Among these signals, amino acids act as crucial nutrient signals to activate the mTORC1 pathway in addition to their role as protein building blocks. Amino acids are also precursor substrates to synthetize many low-molecule substances which feature enormous physiological functions. In addition, there is increasing evidence that multi-amino acids (leucine, arginine, serine, glutamine) can participate in or regulate key metabolic mTORC1 pathway to improve animal health, survival, growth, development and reproduction of organisms(10-13), even though the essential amino acid leucine has been considered as a crucial mTORC1 activator in many cell types. Therefore, in this review, we attempt to provide a brief and up-to-date narrative on key mediators of amino acid sensing pathway in the regulation of mTORC1.

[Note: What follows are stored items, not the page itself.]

PR #4357, opened 2026-02-13
The language Coq has been renamed into Rocq by its community

Mbodin:
I didn't open an issue for this. Is this a problem?

### Changes
- The language Coq has been renamed to Rocq by its community. I'm thus renaming it (while keeping an alias to `coq`).
- I added some new keywords that were missing.
- I sorted the keywords in the files.

### Checklist
- [X] I didn't add markup tests, as the language didn't fundamentally changed.


src/languages/rocq.js
```diff
@@ -421,7 +464,11 @@ export default function(hljs) {
     "with"
   ];
   return {
-    name: 'Coq',
+    name: 'Rocq',
+		aliases: [
+			'rocq',
```
joshgoebel: Doesn't need to list itself.

src/languages/ocaml.js
```diff
@@ -11,7 +11,11 @@ export default function(hljs) {
   /* missing support for heredoc-like string (OCaml 4.0.2+) */
   return {
     name: 'OCaml',
-    aliases: [ 'ml' ],
+    aliases: [
+			'ocaml',
```
joshgoebel: Doesn't need to list itself.

joshgoebel:
> The language Coq has been renamed to Rocq by its community. I'm thus renaming it (while keeping an alias to coq).

Link to a news release or blog or something on this?

src/languages/ocaml.js
joshgoebel: How is this related to rocq?

Mbodin: Both communities are very close to each other (and they have the tendency to remove the initial O of Ocaml). I can remove this from this PR if it causes any issue.

Mbodin:
> Link to a news release or blog or something on this?

Would https://github.com/rocq-prover/rfcs/blob/coq-roadmap/text/069-coq-roadmap.md#change-of-name-coq---the-rocq-prover be enough?

The old webpage coq.inria.fr now redirects to https://rocq-prover.org/ The old account https://github.com/coq/ now features a single webpage ( https://github.com/coq/coq.github.io/blob/main/404.html ) with a redirection to https://rocq-prover.org/
The change is not fully done, though: some packages in https://rocq-prover.org/platform still have names of the form coq-*. I think that this justifies that both names should be aliases.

The phospholipid bilayer in the cell surface is a selective barrier to signals and nutrients, and numerous receptors and transporters are embedded in cell membrane and participate in signaling and nutrient transportation(14). Amino acids do not directly diffuse across cell membrane or organelle membrane, and it require membrane-spanning transporter proteins to help transfer them into or out of cells and organelles(15, 16). Recent studies have shown that the solute carrier (SLC) superfamily has been thought to be the major group of amino acid transporters. The SLC superfamily genes include the classical transporter families which contain ion-coupled transporters, exchangers, passive transporters, etc(16, 17). The detailed information of the SLC genes is described in Table 1. Amino acid transporters have a similar structure that features several transmembrane domains organized around a central pore region which can recognize a range of structural or physico-chemical property similar amino acids(18, 19). Likewise, the monocarboxylate transporter SLC16 can transport aromatic amino acids including tyrosine, phenylalanine and tryptophan (20). In mammalian cells, some amino acid transporters are expressed in specific tissues but in most types of tissues expressing several amino acid transporters coupled with overlapping function in transporting amino acids. In epithelial cells, SLC6A19 and SLC6A14 belong to broad-scope Na+-coupled amino acid symporters that are able to transport neutral amino acids. However, in nonepithelial cells, large neutral amino acids are transported into cells by exchange or facilitative mechanisms (19, 21).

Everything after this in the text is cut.